Table 1. Chronic Disease Management Services in the Expanded Safe Harbor

Preventive Care Service For Individuals Diagnosed With
Angiotensin Converting Enzyme (ACE) inhibitors
Congestive heart failure, diabetes, and/or coronary artery disease
Anti-resorptive therapy
Osteoporosis and/or osteopenia
Beta-blockers
Congestive heart failure and/or coronary artery disease
Blood pressure monitor
Hypertension
Inhaled corticosteroids
Asthma
Insulin and other glucose lowering agents
Diabetes
Retinopathy screening
Diabetes
Peak flow meter
Asthma
Glucometer
Diabetes
Hemoglobin A1c testing
Diabetes
International Normalized Ratio (INR) testing
Liver disease and/or bleeding disorders
Low-density Lipoprotein (LDL) testing
Heart disease
Selective Serotonin Reuptake Inhibitors (SSRIs)
Depression
Statins
Heart disease and/or diabetes

Congressional Efforts to Further Expand Pre-Deductible Coverage

On June 24, 2019, President Trump signed Executive Order 13877, instructing the Secretary of the Treasury to issue guidance allowing HSA-Eligible HDHPs to provide specified care for chronic diseases pre-deductible.  In response, on July 17th, 2019, the U.S. Department of Treasury issued Notice 2019-45.

Senators John Thune (R-SD) and Tom Carper (D-DE), introduced the Chronic Disease Management Act of 2019 in the Senate (S. 1948), followed by the introduction of the companion bill in the House of Representatives (H.R. 3709) by Representatives Earl Blumenauer (D-OR) and Tom Reed (R-NY).  This bipartisan, bicameral legislation, in support of the same goal of the executive order and subsequent IRS guidance, provides high-deductible health plans the flexibility to provide coverage for services that manage chronic diseases prior to meeting the plan deductible.  This bill was reintroduced in the Senate in January 2020 (S. 3200) and builds on the IRS guidance and its previous versions to further increase pre-deductible coverage for chronic disease management.
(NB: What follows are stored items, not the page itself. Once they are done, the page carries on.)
PR #283, opened 2018-05-17
Add ServiceAccountName support to operator

elliott-davis:
When running services under the operator that need a service
account it is impossible to specify one given the current service
definition. This is useful for services running in pods that need to communicate with the kubernetes API with RBAC mode enabled


iaguis:
Sorry for the late reply.

It seems your code generator is old and it regenerated some files, that's why the tests fail.

I think @asymmetric and @krnowak had some ongoing discussions on where in the struct to put new fields. They're off until Monday, maybe we can sync about this then.

asymmetric:
I think you ran the code-generator at a version that's either too new or too old. Could you check out the `kubernetes-1.10.0` tag on the code-genearator and run it again?

Also, could you explain a usecase for this? AFAIU, you don't need to care about `ServiceAccount`s for your `Pod`s, unless the stuff running in them needs to talk to the APIServer, as they would default to the `default` SA.

Is this related to the work on the builder?

elliott-davis:
Ah I think I have an old version of the code generator.

I was trying to run the habitat-updater service inside GKE last week and
realized I couldn't because of rbac. After fiddling with it for a bit I saw
that is getting the default service account but it right have the right
priceless and I didn't want to grant it extra permissions.

asymmetric:
I guess the problem with running the operator on GKE with RBAC enabled is that we cannot create `ClusterRole`s. This should be fixed IMO by the person in charge of user authorizations.

I'm not sure we need support for custom `ServiceAccount`s once that's taken care of. WDYT?

elliott-davis:
I think both are true. An admin will need to create the role but we should
be able to tell a service what that role is, which is the goal of this pr.
Even the operator needs to know what it's service role is in its deployment
yaml

asymmetric:
I think two things are being conflated here. The operator needs its own SA (because it needs to do special tihngs with the API), and that's taken care of by `examples/rbac/rbac.yml`.

`Pod`s on the other hand most likely won't need to talk to the API, so they can just keep on using the `default` SA.

> we should be able to tell a service what that role is

Do we though? Are there usecases where a service running in a `Pod` has needed to talk to the API server?

> Even the operator needs to know what it's service role is in its deployment yaml

Sure, but that doesn't require changes to the `Habitat` type.

elliott-davis:
I this particular case, the service running inside the pod needs to talk to
the kubernetes API. See https://github.com/habitat-sh/habitat-updater

The updater is modifying the Habitat resource to update the image. When
this is run in an rbac env it barfs because that pod doesn't have
permission to patch resources, list other pods, etc

asymmetric:
@elliott-davis could you re-run the code-gen with the right tag?

The other missing thing would be an example using this key.

After that, I think we should be good to go :)

asymmetric:
@iaguis What was the usecase you mentioned where it would make sense to add the SA field?

iaguis:
If you have some application running in your cluster that's protected by RBAC and you want to access it from a service deployed with the Habitat Operator, you will need a Service Account that gives access to the RBAC-protected application.

For example, if you want a service that deploys Helm Charts, you probably need to pass the `tiller` Service Account to the service.

iaguis:
> RBAC-protected application

Although this means the application needs to be accessible through some kind of k8s API so maybe it's not the use case you're looking for...

examples/habitat-updater/habitat.yml
```diff
@@ -0,0 +1,12 @@
+apiVersion: habitat.sh/v1beta1
```
krnowak: Thanks for the examples! But I would like to have a readme for this example, where it says something about the service account field, and what is the use case. The yaml files are an example of the use case.

Just see the docs readmes in other examples.

Also, rename the example directory from `habitat-updater` to `service-account` or something.

examples/habitat-updater/habitat.yml
```diff
@@ -0,0 +1,12 @@
...
+kind: Habitat
+metadata:
+  name: habitat-updater
```
krnowak: Please add the following under `metadata`:

```
labels:
  source: operator-example
  app: service-account-habitat
```

krnowak (dismissed):
Looks fine, but I'd like to have some changes in the example.

clintoncwolfe:
This issue or pull request is being automatically closed because the repository is being archived as part of the [Repository Standardization Initiative](https://github.com/chef-boneyard/oss-repo-standardization-2025).

PR #284, opened 2018-05-21
Use labels on examples

### LINKED ISSUE #154: Use labels on examples
I think we need to improve the naming of our example Habitats.

At the moment, we sometimes use `example-x-y-z`, which is fine for some cases (`example-standalone-habitat`), but then we also use `go` in other cases.

I tihnk from a discoverability/UX point of view, using labels would free us to then use the name that makes the most sense, but still letting the user clearly know that the Habitat is a) from the operator, b) an example.

kosyfrances:
Fixes #154 

We need to improve the naming of our example Habitats.
At the moment, we sometimes use example-x-y-z.
This is fine in some cases (example-standalone-habitat), but then we also use "go" in other cases.
From a discoverability/UX point of view, using labels would free us to use the name that makes the most sense,
but still letting the user clearly know that the Habitat is from the operator and is an example.

### DIFF
--- a/examples/bind-config/habitat.yml
+++ b/examples/bind-config/habitat.yml
@@ -13,6 +13,9 @@ apiVersion: habitat.sh/v1beta1
 kind: Habitat
 metadata:
   name: example-bind-configured-db
+  labels:
+    source: operator-example
+    app: bind-configured-db
 customVersion: v1beta2
 spec:
   v1beta2:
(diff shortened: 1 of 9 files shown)


krnowak:
Wouldn't [annotations](https://kubernetes.io/docs/concepts/overview/working-with-objects/annotations/) suit this purpose better?

kosyfrances:
@krnowak are you suggesting we use annotations instead. If we do not need the extra things labels have to offer, yes we can use annotations.

kosyfrances:
@asymmetric what say ye?

asymmetric:
It's conceivable that users could want to query this, so I think we should stick to labels.

PR #285, opened 2018-05-23
Support double signal handling

### LINKED ISSUE #220: Support double signal handling
See [this](https://github.com/kubernetes/sample-controller/blob/master/pkg/signals/signal.go).

This allows us to exit immediately if we receive two signals, in addition to exiting gracefully if we only receive one.

kosyfrances:
Fixes #220

### DIFF
--- a/cmd/habitat-operator/main.go
+++ b/cmd/habitat-operator/main.go
@@ -20,6 +20,7 @@ import (
 	"os"
 	"os/signal"
 	"runtime"
+	"sync"
 	"syscall"
 	"time"
 
@@ -90,7 +91,9 @@ func run() int {
 	}
 
 	ctx, cancelFunc := context.WithCancel(context.Background())
-	defer cancelFunc()
+
+	var wg sync.WaitGroup
+	wg.Add(2)
 
 	cSets := Clientsets{
 		KubeClientset:          kubeClientset,
@@ -98,31 +101,40 @@ func run() int {
 		ApiextensionsClientset: apiextensionsClientset,
 	}
 
-	if err := v1beta1(ctx, cSets, logger); err != nil {
+	if err := v1beta1(ctx, &wg, cSets, logger); err != nil {
 		level.Error(logger).Log("msg", err)
 		return 1
 	}
 
-	if err := v1beta2(ctx, cSets, logger); err != nil {
+	if err := v1beta2(ctx, &wg, cSets, logger); err != nil {
 		level.Error(logger).Log("msg", err)
 		return 1
 	}
 
-	term := make(chan os.Signal)
+	term := make(chan os.Signal, 2)
 	// Relay these signals to the `term` channel.
 	signal.Notify(term, syscall.SIGINT, syscall.SIGTERM)
 
-	select {
-	case <-term:
-		level.Info(logger).Log("msg", "received SIGTERM, exiting gracefully...")
-	case <-ctx.Done():
-		level.Info(logger).Log("msg", "context channel closed, exiting")
-	}
+	go func() {
+		<-term
+		level.Info(logger).Log("msg", "received termination signal, exiting gracefully...")
+		cancelFunc()
+
+		<-term
+		os.Exit(1)
+	}()
+
+	<-ctx.Done()
+
+	// Block until the WaitGroup counter is zero
+	wg.Wait()
+
+	level.Info(logger).Log("msg", "controllers stopped, exiting")
 
 	return 0
 }
 
-func v1beta1(ctx context.Context, cSets Clientsets, logger log.Logger) error {
+func v1beta1(ctx context.Context, wg *sync.WaitGroup, cSets Clientsets, logger log.Logger) error {
 	// Create Habitat CRD.
 	_, err := habv1beta1controller.CreateCRD(cSets.ApiextensionsClientset)
 	if err != nil {
@@ -144,12 +156,15 @@ func v1beta1(ctx context.Context, cSets Clientsets, logger log.Logger) error {
 		return err
 	}
 
-	go controller.Run(runtime.NumCPU(), ctx)
+	go func() {
+		controller.Run(ctx, runtime.NumCPU())
+		wg.Done()
+	}()
 
 	return nil
 }
 
-func v1beta2(ctx context.Context, cSets Clientsets, logger log.Logger) error {
+func v1beta2(ctx context.Context, wg *sync.WaitGroup, cSets Clientsets, logger log.Logger) error {
 	// Create Habitat CRD.
 	_, err := habv1beta2controller.CreateCRD(cSets.ApiextensionsClientset)
 	if err != nil {
@@ -180,10 +195,24 @@ func v1beta2(ctx context.Context, cSets Clientsets, logger log.Logger) error {
 		return err
 	}
 
-	go kubeInformerFactory.Start(ctx.Done())
-	go habInformerFactory.Start(ctx.Done())
+	var factoriesWg sync.WaitGroup
+	factoriesWg.Add(2)
 
-	go controller.Run(runtime.NumCPU(), ctx)
+	go func() {
+		kubeInformerFactory.Start(ctx.Done())
+		factoriesWg.Done()
+	}()
+
+	go func() {
+		habInformerFactory.Start(ctx.Done())
+		factoriesWg.Done()
+	}()
+
+	go func() {
+		controller.Run(ctx, runtime.NumCPU())
+		factoriesWg.Wait()
+		wg.Done()
+	}()
 
 	return nil
 }
--- a/pkg/controller/v1beta1/controller.go
+++ b/pkg/controller/v1beta1/controller.go
@@ -20,6 +20,7 @@ import (
 	"fmt"
 	"reflect"
 	"regexp"
+	"sync"
 	"time"
 
 	"github.com/go-kit/kit/log"
@@ -106,20 +107,31 @@ func New(config Config, logger log.Logger) (*HabitatController, error) {
 }
 
 // Run starts a Habitat resource controller.
-func (hc *HabitatController) Run(workers int, ctx context.Context) error {
-	// Make sure the work queue is shutdown which will trigger workers to end.
-	defer hc.queue.ShutDown()
-
+func (hc *HabitatController) Run(ctx context.Context, workers int) error {
 	level.Info(hc.logger).Log("msg", "Watching Habitat objects")
+
+	var wg sync.WaitGroup
+	wg.Add(4 + workers)
 
 	hc.cacheHabitats()
 	hc.cacheDeployments()
 	hc.cacheConfigMaps()
-	hc.watchPods(ctx)
+	hc.watchPods(ctx, &wg)
 
-	go hc.habInformer.Run(ctx.Done())
-	go hc.deployInformer.Run(ctx.Done())
-	go hc.cmInformer.Run(ctx.Done())
+	go func() {
+		hc.habInformer.Run(ctx.Done())
+		wg.Done()
+	}()
+
+	go func() {
+		hc.deployInformer.Run(ctx.Done())
+		wg.Done()
+	}()
+
+	go func() {
+		hc.cmInformer.Run(ctx.Done())
+		wg.Done()
+	}()
 
 	// Wait for caches to be synced before starting workers.
 	if !cache.WaitForCacheSync(ctx.Done(), hc.habInformerSynced, hc.deployInformerSynced, hc.cmInformerSynced) {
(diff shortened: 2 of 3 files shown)


cmd/habitat-operator/main.go
```diff
@@ -112,12 +112,14 @@ func run() int {
...
 
-	select {
-	case <-term:
+	go func() {
+		<-term
 		level.Info(logger).Log("msg", "received SIGTERM, exiting gracefully...")
-	case <-ctx.Done():
-		level.Info(logger).Log("msg", "context channel closed, exiting")
-	}
+		cancelFunc()
```
krnowak: I think that after calling `cancelFunc`, we should do `<- term` again followed by `os.Exit(1)` or something. So the second ctrl-c will quit the operator immediately.

krnowak: Also, would be nice to figure out with calling `cancelFunc` twice won't give us problems. First call is after getting SIGTERM (or SIGINT) and the second call is deferred.

kosyfrances: After the first call, subsequent calls to a `cancelFunc` will do nothing.

asymmetric: True, see [docs](https://golang.org/pkg/context/#CancelFunc).

cmd/habitat-operator/main.go
```diff
@@ -112,12 +112,17 @@ func run() int {
 	// Relay these signals to the `term` channel.
 	signal.Notify(term, syscall.SIGINT, syscall.SIGTERM)
 
-	select {
-	case <-term:
+	go func() {
+		<-term
 		level.Info(logger).Log("msg", "received SIGTERM, exiting gracefully...")
```
asymmetric: Could also be `SIGINT`, so I'd remove mention of the specific signal and just say: "received termination signal, exiting gracefully..."

cmd/habitat-operator/main.go
```diff
@@ -112,12 +112,17 @@ func run() int {
...
-		level.Info(logger).Log("msg", "context channel closed, exiting")
-	}
+		cancelFunc()
+
+		<-term
+		os.Exit(1)
+	}()
+
+	<-ctx.Done()
+	level.Info(logger).Log("msg", "context channel closed, exiting")
```
asymmetric: This message is now redundant when exiting because of a signal. Are there cases when `ctx` gets closed and it's not because of signals?

I don't think so, so this message can probably go.

asymmetric:
Great writeup @krnowak!

kosyfrances:
@krnowak It's ready for another review

krnowak:
One thing I missed. The `defer hc.queue.Shutdown()` will likely need to stop being a `defer` and should be put between `<-ctx.Done()` and `wg.Wait()`. Otherwise it will probably deadlock…

krnowak:
Another thing - likely all the `wg.Done()` calls should be deferred, but `wg.Wait()` calls - not.

kosyfrances:
@krnowak Another one :)

cmd/habitat-operator/main.go
```diff
@@ -90,39 +91,50 @@ func run() int {
 	}
 
 	ctx, cancelFunc := context.WithCancel(context.Background())
-	defer cancelFunc()
+
+	var wg sync.WaitGroup
+	wg.Add(4)
```
krnowak: I'd prefer this number to remain 2. This is because we pass it twice. I understand that you made it 4, because `v1beta2` function spawns not one goroutine, but three. Still, I would prefer to keep the number of spawned goroutines in the function as an implementation detail. That way it can be easier to reason about the code, like "we create a waitgroup with a counter set to 2 and pass it to two functions, so if I add a third function (like `v1beta3`), I need to bump this number to 3".

Right now the counter is 4, but we pass it to only two functions, so it may left the reader wondering why is that (do both functions decrement the counter twice?) and to be able to answer that, the reader needs to check both `v1beta1` and `v1beta2` functions to see what they do. Another problem - you need to remember to bump this number whenever you add another goroutine in either function, which is easy to forget, because the counter is not really in the vicinity of a body of either of the functions.

So, for the `v1beta2` function, I posted a possible solution at https://github.com/habitat-sh/habitat-operator/pull/285#pullrequestreview-125142243 (see the last snippet there, with the `factoriesWg` thing).

cmd/habitat-operator/main.go
```diff
@@ -144,12 +156,15 @@ func v1beta1(ctx context.Context, cSets Clientsets, logger log.Logger) error {
 		return err
 	}
 
-	go controller.Run(runtime.NumCPU(), ctx)
+	go func() {
+		go controller.Run(runtime.NumCPU(), ctx)
```
krnowak: While you are at it, could please swap the order of parameters here? `context.Context` should be the first parameter of a function. I suppose this is some kind of an expectation from static analysis tools or something.

Others could say that passing `ctx` as a first parameter is idiomatic.

cmd/habitat-operator/main.go
```diff
@@ -180,10 +195,20 @@ func v1beta2(ctx context.Context, cSets Clientsets, logger log.Logger) error {
...
+	}()
+
+	go func() {
+		go habInformerFactory.Start(ctx.Done())
+		wg.Done()
+	}()
 
-	go controller.Run(runtime.NumCPU(), ctx)
+	go func() {
+		go controller.Run(runtime.NumCPU(), ctx)
```
krnowak: Same here about swapping the order of parameters.

pkg/controller/v1beta1/controller.go
```diff
@@ -232,7 +253,16 @@ func (hc *HabitatController) watchPods(ctx context.Context) {
 		DeleteFunc: hc.handlePodDelete,
 	})
 
-	go c.Run(ctx.Done())
+	var wg sync.WaitGroup
```
krnowak: Hm, this looks wrong. It looks like an elaborate way of saying `c.Run(ctx.Done())`. ;)

What I think needs to be done there is that the `watchPods` function should receive waitgroup as a parameter, instead of creating it and it should not call `wg.Wait()` on it. Because right now, `watchPods` function will block, while it was meant to be a nonblocking function that spawns a goroutine.

pkg/controller/v1beta1/controller.go
```diff
@@ -107,19 +108,30 @@ func New(config Config, logger log.Logger) (*HabitatController, error) {
...
 	hc.cacheHabitats()
 	hc.cacheDeployments()
 	hc.cacheConfigMaps()
 	hc.watchPods(ctx)
 
-	go hc.habInformer.Run(ctx.Done())
-	go hc.deployInformer.Run(ctx.Done())
-	go hc.cmInformer.Run(ctx.Done())
+	var wg sync.WaitGroup
+	wg.Add(3 + workers)
```
krnowak: I think this will need to be bumped to 4, if we start passing it to `hc.watchPods` too.

pkg/controller/v1beta2/controller.go
```diff
@@ -152,19 +153,30 @@ func New(config Config, logger log.Logger) (*HabitatController, error) {
...
 	hc.cacheHabitats()
 	hc.cacheStatefulSets()
 	hc.cacheConfigMaps()
 	hc.watchPods(ctx)
 
-	go hc.habInformer.Run(ctx.Done())
-	go hc.stsInformer.Run(ctx.Done())
-	go hc.cmInformer.Run(ctx.Done())
+	var wg sync.WaitGroup
+	wg.Add(3 + workers)
```
krnowak: Same here about bumping to 4 and `hc.watchPods`.

pkg/controller/v1beta2/controller.go
```diff
@@ -230,7 +251,13 @@ func (hc *HabitatController) watchPods(ctx context.Context) {
 		DeleteFunc: hc.handlePodDelete,
 	})
 
-	go c.Run(ctx.Done())
+	var wg sync.WaitGroup
```
krnowak: Same here about receiving waitgroup as a parameter instead of creating a new one and waiting on it.

cmd/habitat-operator/main.go
krnowak: Oh, and drop the `go` here. We don't want to spawn a goroutine inside the goroutine.

cmd/habitat-operator/main.go
```diff
@@ -180,10 +195,20 @@ func v1beta2(ctx context.Context, cSets Clientsets, logger log.Logger) error {
 		return err
 	}
 
-	go kubeInformerFactory.Start(ctx.Done())
-	go habInformerFactory.Start(ctx.Done())
+	go func() {
+		go kubeInformerFactory.Start(ctx.Done())
```
krnowak: Drop `go`.

cmd/habitat-operator/main.go
```diff
@@ -180,10 +195,20 @@ func v1beta2(ctx context.Context, cSets Clientsets, logger log.Logger) error {
...
+		wg.Done()
+	}()
+
+	go func() {
+		go habInformerFactory.Start(ctx.Done())
```
krnowak: Drop `go`.

cmd/habitat-operator/main.go
krnowak: Drop `go` too.

pkg/controller/v1beta1/controller.go
```diff
@@ -107,19 +108,30 @@ func New(config Config, logger log.Logger) (*HabitatController, error) {
...
+
+	go func() {
+		go hc.habInformer.Run(ctx.Done())
```
krnowak: Drop `go`.

pkg/controller/v1beta1/controller.go
```diff
@@ -107,19 +108,30 @@ func New(config Config, logger log.Logger) (*HabitatController, error) {
...
+		wg.Done()
+	}()
+
+	go func() {
+		go hc.deployInformer.Run(ctx.Done())
```
krnowak: Drop `go`.

pkg/controller/v1beta1/controller.go
```diff
@@ -107,19 +108,30 @@ func New(config Config, logger log.Logger) (*HabitatController, error) {
...
+		wg.Done()
+	}()
+
+	go func() {
+		go hc.cmInformer.Run(ctx.Done())
```
krnowak: Drop `go`.

pkg/controller/v1beta1/controller.go
```diff
@@ -131,12 +143,21 @@ func (hc *HabitatController) Run(workers int, ctx context.Context) error {
 	// failed job, it will be restarted after a delay of 1 second.
 	for i := 0; i < workers; i++ {
 		level.Debug(hc.logger).Log("msg", "Starting worker", "id", i)
-		go wait.Until(hc.worker, time.Second, ctx.Done())
+		go func() {
+			go wait.Until(hc.worker, time.Second, ctx.Done())
```
krnowak: Drop `go`.

pkg/controller/v1beta1/controller.go
```diff
@@ -232,7 +253,16 @@ func (hc *HabitatController) watchPods(ctx context.Context) {
 		DeleteFunc: hc.handlePodDelete,
 	})
 
-	go c.Run(ctx.Done())
+	var wg sync.WaitGroup
+	wg.Add(1)
+
+	go func() {
+		go c.Run(ctx.Done())
```
krnowak: Drop `go`.

pkg/controller/v1beta2/controller.go
```diff
@@ -152,19 +153,30 @@ func New(config Config, logger log.Logger) (*HabitatController, error) {
...
 	hc.watchPods(ctx)
 
-	go hc.habInformer.Run(ctx.Done())
-	go hc.stsInformer.Run(ctx.Done())
-	go hc.cmInformer.Run(ctx.Done())
+	var wg sync.WaitGroup
+	wg.Add(3 + workers)
+
+	go func() {
+		go hc.habInformer.Run(ctx.Done())
```
krnowak: Drop `go`.

pkg/controller/v1beta2/controller.go
```diff
@@ -152,19 +153,30 @@ func New(config Config, logger log.Logger) (*HabitatController, error) {
...
+		wg.Done()
+	}()
+
+	go func() {
+		go hc.stsInformer.Run(ctx.Done())
```
krnowak: Drop `go`.

pkg/controller/v1beta2/controller.go
```diff
@@ -152,19 +153,30 @@ func New(config Config, logger log.Logger) (*HabitatController, error) {
...
+		wg.Done()
+	}()
+
+	go func() {
+		go hc.cmInformer.Run(ctx.Done())
```
krnowak: Drop `go`.

pkg/controller/v1beta2/controller.go
```diff
@@ -176,12 +188,21 @@ func (hc *HabitatController) Run(workers int, ctx context.Context) error {
 	// failed job, it will be restarted after a delay of 1 second.
 	for i := 0; i < workers; i++ {
 		level.Debug(hc.logger).Log("msg", "Starting worker", "id", i)
-		go wait.Until(hc.worker, time.Second, ctx.Done())
+		go func() {
+			go wait.Until(hc.worker, time.Second, ctx.Done())
```
krnowak: Drop `go`.

pkg/controller/v1beta2/controller.go
```diff
@@ -230,7 +251,13 @@ func (hc *HabitatController) watchPods(ctx context.Context) {
 		DeleteFunc: hc.handlePodDelete,
 	})
 
-	go c.Run(ctx.Done())
+	var wg sync.WaitGroup
+	wg.Add(1)
+
+	go func() {
+		go c.Run(ctx.Done())
```
krnowak: Drop `go`.

kosyfrances:
@krnowak Another one 💯

krnowak:
LFAD.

Rising health care spending has created serious fiscal challenges that emphasize the need to better engage consumers in their health care decisions.  Smarter deductibles might be a natural evolution of health plans, in that consumer cost-sharing would be reduced for the clinical services that are encouraged under many alternative payment models.  As value-based reimbursement promotes the delivery of evidence-based, high-quality care, consumer-facing initiatives must encourage—not create barriers—to these high-value services.  Interventions that improve patient-centered outcomes while maintaining affordability are needed.  The alignment of clinically nuanced provider-facing and consumer engagement initiatives is a necessary and critical step to reduce health care spending, improve quality of care, and enhance patient experience.